Oh....and I meant to meant this too. I agreed that "friends" would be a good theme, but realized we did "best buddies" back in February.... So that's the only reason I didn't go with that...


----------



## kerribear's golden kids (May 17, 2007)

RickGibbs said:


> Oh....and I meant to meant this too. I agreed that "friends" would be a good theme, but realized we did "best buddies" back in February.... So that's the only reason I didn't go with that...
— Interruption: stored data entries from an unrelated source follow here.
PR #6262, opened 2024-02-28
Add option to copy specials to copied product.

neekfenwick:
Fixes Discussion #6257 

Add option to copy specials to copied product.
and...
Visibility of Copy To panels depend on radio buttons.

When the Link or Duplicate radio buttons are changed, show/hide the panels with link-only and duplicate-only classes by adding/removing the hiddenField class.
Would like to use an expando attribute like data-link-only="true" instead of non-functional classes link-only/duplicate-only, but infoBox does not allow this.


admin/includes/modules/copy_product.php
```diff
@@ -49,7 +51,18 @@
     $contents[] = array(
         'text' => '<h6>' . TEXT_COPY_ATTRIBUTES . '</h6>' .
             '<div class="radio"><label>' . zen_draw_radio_field('copy_attributes', 'copy_attributes_yes', true) . TEXT_YES . '</label></div>' .
-            '<div class="radio"><label>' . zen_draw_radio_field('copy_attributes', 'copy_attributes_no') . TEXT_NO . '</label></div>'
+            '<div class="radio"><label>' . zen_draw_radio_field('copy_attributes', 'copy_attributes_no') . TEXT_NO . '</label></div>',
+            'params' => 'infoBoxContent duplicate-only hiddenField'
```
proseLA, line 55: i will only comment on formatting; and this file could use some work.  short array tags would be great; but it also seems that added array element with key `params` is indented wrong.  it could also benefit from a comma at the end of the value of said element.  i would say the same for line 86 below.

includes/functions/functions_products.php
```diff
@@ -835,6 +835,21 @@ function zen_has_product_discounts($product_id)
...
+ * @param int $product_id
+ * @return boolean
+ */
+function zen_has_product_specials(int $product_id): bool
+{
+    global $db;
+    $result = $db->Execute('SELECT COUNT(*) AS cc
+        FROM ' . TABLE_SPECIALS . "
+        WHERE products_id = $product_id;");
+    return (int)$result->fields['cc'] !== 0;
```
proseLA, line 850: i can not comment on speed of execution, but it seems from a readability standpoint, `SELECT products_id...` and then checking for `$result->EOF` is far more legible to me than casting something to an integer and checking it's value against 0.  even when writing this comment i had to [review this link.](https://www.php.net/manual/en/language.operators.precedence.php)

neekfenwick: It's a `COUNT(*)` operation, which is more efficient in the DB than requesting actual fields from the table, and returns an integer value.  If I don't cast it to int, it will be implicitly cast anyway due to the `==` comparison operator.

admin/includes/modules/copy_product.php
neekfenwick: You're right on the indentation.  Not sure about the array syntax since the rest of the file uses the old format.  Should I convert the whole file to use `[]`? Not sure what the zencart consensus is on this.

neekfenwick: On the trailing comma, it's always been my style not to use one from my early C days, but I can certainly add one if that's the style we prefer.  I assume it's for clean diffs when lines are added after or reordered.

neekfenwick: I have force pushed formatting fixes.  Ran the psr-12 "format document" over it, some other lines have changed as a result. Not sure what github does when you force push on a PR, I read that it will "handle it" but YMMV.

includes/functions/functions_products.php
neekfenwick: I just noticed, I do it the implicit cast way further down the file around line 1006 😊
I hope you got the point about why `EOF` is not useful to check, since the `COUNT(*)` operation will always return one result row, and `EOF` will always be `false`.

proseLA: i think you have missed my point.  i fully understand that using a `count` function will always return 1 result row.  i was suggesting the following:
```
SELECT products_id 
        FROM ' . TABLE_SPECIALS . "
        WHERE products_id = $product_id;"
```
and now `EOF` will return either `true` or `false`.  

even taking your assertion that your method is faster (which it very well might be) as gospel, i would argue sacrificing that speed difference is worth it for enhanced code legibility.

with regards to strict comparisons, i 'think' SOP for PRs is to now use strict comparisons.  but, alas, i have found the rules with regards to code format and the like are very loosely defined in this repo, and selectively enforced.

lat9: But why do a `COUNT(*)` in the first place?  Why not just do a query for a single instance of the `$product_id` in the `specials` table and then, as @proseLA indicated, check for `$result->EOF` to see if the product has one or more associated specials?

neekfenwick: @lat9 because the question I'm asking the database is "do any rows exist that match my criteria" and I think the most direct operation that matches that intent is `COUNT`.  I don't query for a `$product_id` because I do not want to use the `products_id` value that is returned.

neekfenwick: > i think you have missed my point. i fully understand that using a `count` function will always return 1 result row. i was suggesting the following:

OK, I took your first question literally, you asked why I didn't test `EOF` and it was because the query I was using didn't make `EOF` a sensible thing to test, in my opinion.

While there is little eventual difference between `COUNT` and testing the result and `SELECT` and testing the result, the intent of the code is different, and I do think a `COUNT` approach is more readable, in that its intent is harder to misinterpret.  If you see a `COUNT`, you know that the objective is not to retrieve value data such as a `products_id` and the reader's mindset is different to if you see a `SELECT` and then look for where the returned values are inspected.  In this case, to do a `SELECT` and then immediately test if the resultset iterator is exhausted, by testing `EOF`, seems a misuse of the technology.

> even taking your assertion that your method is faster (which it very well might be) as gospel, i would argue sacrificing that speed difference is worth it for enhanced code legibility.

I'm not saying it's faster in that we'll notice the difference, but I believe it's slightly more efficient and in my opinion cleaner code.  The speed difference is neglible in this case but it's still hitting an index (on `products_id`) so in terms of utilising database resources it's not worse.

> with regards to strict comparisons, i 'think' SOP for PRs is to now use strict comparisons. but, alas, i have found the rules with regards to code format and the like are very loosely defined in this repo, and selectively enforced.

Yeah I should have used a strict comparison in the latter case I reference, which I will force push again to fix.  I stick by the general pattern that a `SELECT COUNT` and testing the result is a better way to solve the question of "how many rows match my criteria" rather than saying "SELECT products_id" and seeing if I immediately cannot iterate results.

proseLA: > OK, I took your first question literally, you asked why I didn't test `EOF` and it was because the query I was using didn't make `EOF` a sensible thing to test, in my opinion.
> 
i would suggest you reread what i initially wrote.  i started by stated rewriting the sql query;  and then testing `EOF`.  apparently @lat9 understood what i wrote.  so if you want to continue telling me what i did, feel free...  but it is right there for anyone to read.

> While there is little eventual difference between `COUNT` and testing the result and `SELECT` and testing the result, the intent of the code is different, and I do think a `COUNT` approach is more readable, in that its intent is harder to misinterpret. If you see a `COUNT`, you know that the objective is not to retrieve value data such as a `products_id` and the reader's mindset is different to if you see a `SELECT` and then look for where the returned values are inspected. In this case, to do a `SELECT` and then immediately test if the resultset iterator is exhausted, by testing `EOF`, seems a misuse of the technology.

the intent of the code?  misuse of the technology?  

here is the function signature:
```
function zen_has_product_specials(int $product_id): bool
```
i think the signature says the intent of the code pretty succinctly.

you think your way is more readable; i disagree.  big deal.  code it how you want...

neekfenwick: We do seem to run into arguments about meaning quite a lot :)

neekfenwick: When I talked about 'intent', I'm referring to how any code is written with a certain intent in mind.  One can examine what the code is designed to do, and how close the implementation is to that design.  A reader of the code will attempt to build a picture in their mind of what the code is trying to do, based on the language features it uses and the general approach taken.  I was partly trying to draw the distinction between the intent of code like this:

    $result = $db->Execute('SELECT products_id FROM specials WHERE <some criteria>;');

and

    $result = $db->Execute('SELECT COUNT(*) AS cc FROM specials WHERE <some criteria>;');

The first example fetches data from the database, in the `products_id` field of the resultset.  When I see a SELECT that fetches columns from a table, it is likely that the code below that statement will inspect the resultset for those fields, so the implicit intent is that the fields are going to be used by the following code.  In this case it's all rather redundant because the WHERE clauses actually says `products_id = <some value>`, so it's guaranteed that if a row is returned then the `products_id` value in it is predictable and one does not need to inspect it.

The second example clearly counts the number of rows found by the WHERE clause, no table data is retrieved.  So the implicit intent is that we do not actually require any data from the table, and the following code is not going to alter its behaviour based on data from the table, just the result of the COUNT.

It's a minor point, I know, and rather pedantic; not like this is super important.

As for misuse of the tech, maybe I was a bit flowery with my language.  I meant that when you fetch a resultset of table data and then do not actually use those values, only the metadata on the resultset (`EOF`), one may wonder what the point of getting the data was.  You've used SELECT, but not used the values that were selected.  On the other hand, if you use COUNT and then inspect the counted value that is returned, you're directly using the results of the COUNT, which seems proper usage.

neekfenwick: @lat9 ok, I get your point, if you want to know "do you have one special" and you ask "what's the id" and the answer is "none", yes, the answer satisfies the question.  You may think, job done.  Similarly, if you want to know "do you have one special" and you ask "how many specials do you have" (which is my `COUNT` approach) and the answer is zero, the answer also satisfies the question.  Also, job done.

As I said before, the difference between the two approaches isn't that that it's impossible one way or the other.  Of course it's possible.  We aren't arguing about that, or I hope we aren't, I hope the conversation has moved on to the points I made quite early on in this conversation about the best way to solve this problem.  Both you @lat9 and @proseLA have pointed out that it's possible to solve the problem using `SELECT`, and I've tried to argue that it's better to solve it using `COUNT`.

I'm a bit concerned at this point, that people with such an RDBMS heritage are still arguing about whether it's possible to answer the question using the `SELECT` method, as if if it's possible ends the debate.  I tried to move beyond that quite a few comments ago.

neekfenwick: > i can not comment on speed of execution, but it seems from a readability standpoint, `SELECT products_id...` and then checking for `$result->EOF` is far more legible to me than casting something to an integer and checking it's value against 0. even when writing this comment i had to [review this link.](https://www.php.net/manual/en/language.operators.precedence.php)

You're right, my response to this comment earlier was wrong. I spoke as if you were asking why I tested `EOF`, whereas you actually said that id I had `SELECT products_id...` and then tested `EOF.  My apologies :)

lat9: I agree that either approach "gets the job done".  For the `specials` table, since it _tends_ not to be humongous, there is most likely not a performance impact using `COUNT` vs. `SELECT`.  I'd be pushing harder on the use of `SELECT/LIMIT 1` for any query on the `customers`, `products` or `orders` type tables which can be huge.

neekfenwick: By the way, I ran into discussion online that `COUNT(*)` would necessitate examining all rows in a table, in order to count them, however in a query against an indexed column it seems that only 1 row is examined.  I wondered if it would be better to rewrite as `SELECT products_id .. LIMIT 1` to ensure the database stops trying to count rows after at least one match is found.  The explain plan for the following queries on my `specials` table with over 10K rows (excuse the lazy formatting):

    explain select COUNT(*) AS cc FROM specials WHERE products_id = 1234;

    id	select_type	`table`	`type`	possible_keys	`key`	key_len	`ref`	`rows`	Extra
    1	SIMPLE	specials	ref	idx_products_id_zen	idx_products_id_zen	4	const	1	Using index

    explain select EXISTS (SELECT products_id FROM specials WHERE products_id = 1234);

    id	select_type	`table`	`type`	possible_keys	`key`	key_len	`ref`	`rows`	Extra
    1	PRIMARY								No tables used
    2	SUBQUERY	specials	ref	idx_products_id_zen	idx_products_id_zen	4	const	1	Using index

    explain select products_id FROM specials WHERE products_id = 1234 LIMIT 1;

    id	select_type	`table`	`type`	possible_keys	`key`	key_len	`ref`	`rows`	Extra
    1	SIMPLE	specials	ref	idx_products_id_zen	idx_products_id_zen	4	const	1	Using index

So, only 1 row is examined both for the `COUNT(*)` and for the `WHERE products_id = 1234 LIMIT 1`.  I don't have in depth knowledge of exactly how indexes work and found it rather surprising that the `COUNT` approach only examined one row.  Perhaps in other cases where the BTREE is arranged differently it would not be so.

drbyte: > So, only 1 row is examined both for the COUNT(*) and for the WHERE products_id = 1234 LIMIT 1. I don't have in depth knowledge of exactly how indexes work and found it rather surprising that the COUNT approach only examined one row. Perhaps in other cases where the BTREE is arranged differently it would not be so.

I'm guessing that since it's using the index `idx_products_id_zen` (which is on `products_id`, which is the WHERE criteria), then it jumps directly to the first match, and then finds that the next record is not a match, so returns (and reports only on) one row.

The non-complex query hitting a non-complex index, combined with having only a single matching record in the db, is why the results are the same. They will probably vary if multiple matching WHERE records exist in the db, but as long as it's using a performant index for that column it will be almost negligible to use either COUNT or LIMIT 1.

I'm inclined to use LIMIT 1 myself, when I only care about the result being "zero" vs "one or more exist". Obviously if I actually want to know how many without retrieving any actual record details then COUNT is the best way.

Aside: I find that in a lot of cases we're actually using PHP to loop over a bunch of data, and in such cases doing the actual SELECT and asking the QueryFactoryResults to tell the "COUNT" (of records it got) gets it all done in one shot, because it knows the count already. It also allows cached results to be reused from RAM when an identical query is called before the cache expires.

I note that the function located above this new one, `zen_has_product_discounts()` does the `SELECT products_id ... LIMIT 1` (where the `1` is the 2nd parameter to `$db->Execute($sql, $limit)`).

We could go around in circles about it. 
In the case of these admin-only activities, saving a microsecond is moot because you're not having thousands of admins doing these operations simultaneously, unlike catalog-side where query optimization is far more critical.
Plus, this is only a simple lookup, not a complex loop of lookups-and-writes.

neekfenwick: Thank you @drbyte you make very good points.  Looking back, I was a bit silly to question why queries using a single indexed key would perform badly in pretty much any case, let alone this specific one where this is the case.

I'd be happy to change the code to use the `LIMIT 1` approach if it sits better with the zencart codebase, having taken into account that in this case, it's not actually a performance benefit either way.

Late here now, and a Friday, give me a minute.

drbyte: This whole discussion arose because of enforcing strict-types in `(int)$result->fields['cc'] !== 0`.

For this exact reason, when I'm only concerned about zero-vs-non-zero I'll use `empty()` (or `!empty()`) rather than casting ... because `empty()` handles 0, false, null, missing dependencies, etc ... and in the majority of cases it's safe to check this way; there are of course exceptions.

Sometimes, if the context dictates that checking for ` > 0` would make it more readable then I'll take that approach if there's no risk of a dependent array element being null where we'd need to check both for the null and then also the non-zero value.

As to COUNT vs LIMIT 1, for the sake of consistency with most other parts of the ZC codebase, let's go with `LIMIT 1`. 
The legacy `->EOF` or `->RecordCount()` approaches are the most common ways to check the result. 
(Aside: Since QueryFactoryResult is `countable` and `iterable`, you could also `count($queryResults)` (which is why we can `foreach()` through the results), although the most common approach is `->EOF` or `->RecordCount()`.)

drbyte (approved):

neekfenwick:
Thank you for your help @proseLA and others, I hope the discussion around code style was useful.  I'll try to stick with the approach of selecting data and testing empty resultset instead of counting rows.

torvista:
Should not this option also be hidden for a linked product?
2024-03-08 09_50_16-Admin Category Product Listing — Mozilla Firefox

So are you saying it can only be of 1 dog?
Or am I reading this wrong?
Sorry if I did not understand that.


----------



## Claire's Friend (Feb 26, 2007)

Claire's Friend - Erin "Shall I FETCH you another wine cooler?"


----------



## Ninde'Gold (Oct 21, 2006)

Delete............


----------



## RickGibbs (Dec 16, 2005)

kerribear's golden kids said:


> So are you saying it can only be of 1 dog?
> Or am I reading this wrong?
> Sorry if I did not understand that.


Nope....you're good....


----------



## Carsonsdaddy (Nov 1, 2006)

Carson and I....before the fetch!


----------



## ty823 (Feb 7, 2006)

Well, this was what I submitted for the Best Buddies theme too... oh well


----------



## Maggies mom (Jan 6, 2006)

*Here is Maggie & Houdini.............*


----------



## HovawartMom (Aug 10, 2006)

here is mine!.


----------



## Penny'smom (Mar 3, 2007)

I haven't figured out how to work the iPhoto thingey on the new iMac yet so I'm not able to participate.
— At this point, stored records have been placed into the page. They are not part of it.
PR #6265, opened 2024-02-28
Fix coupon referrer tooltip help text for new UI.

neekfenwick:
Goes with PR #6258, update help text for new UI.


drbyte:
Thanks!

neekfenwick:
> Should extra rows be allowed when the first row is empty?

Yeah, good point, the UI is a little weird, since we lack client-side validation etc. and I didn't want to spend too long implementing it as it's fairly niche, and may be thrown out if the general approach wasn't accepted.

I feel the lazy approach would be to allow blank textboxes, if the user chooses to do that, and as the values are collected on the server side discard any that are blank (or contain only whitespace, you'd `trim()` each one).

We could certainly block an 'add' attempt if any of the existing textboxes are empty.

Besides, I'm owned by Miss Golden RECEIVER: meaning through the ball or other missile and be prepared to go all the way down field chasing her. She thinks it's her job to score the goal, not bring it back. So we always say, "Penny, go long" and then throw!

P.S. The Lions have not responded to my offers of letting her try out!


----------



## Carsonsdaddy (Nov 1, 2006)

golden&hovawart said:


> here is mine!.


Dang it!!! I think that golden&hovawart is gonna win this one.... :uhoh:


----------



## Faith's mommy (Feb 26, 2007)

here are Faith and her friend Mara both going for the same stick. yes, they clunked heads, and no, neither one was the least bit affected. good thing dogs have hard heads.


----------



## Nicci831 (Aug 9, 2007)

*Austin*

Here is Austin's first time at the beach...I think the ball is bigger then him!!


----------



## RickGibbs (Dec 16, 2005)

Carsonsdaddy said:


> Dang it!!! I think that golden&hovawart is gonna win this one.... :uhoh:


lol....sure seems like a front runner....


----------



## Brandy's Mom (Oct 5, 2005)

Here is Brandy with her first ball.


----------



## wilki5 (Feb 25, 2007)

Benji taking a cone! looking very pleased with himself.


----------



## desilu (Nov 2, 2006)

Here is Lucy. You can tell her priority!


----------



## DanielleH (Nov 4, 2006)

*London*


----------



## Rob's GRs (Feb 25, 2007)

There are many good one so far.......


----------



## foreveramber (Feb 25, 2007)

"one happy girl"

amber @ 8 yrs


----------



## Oaklys Dad (Dec 28, 2005)

Some great entries here already. Love seeing Amber ready for a game of Tennis.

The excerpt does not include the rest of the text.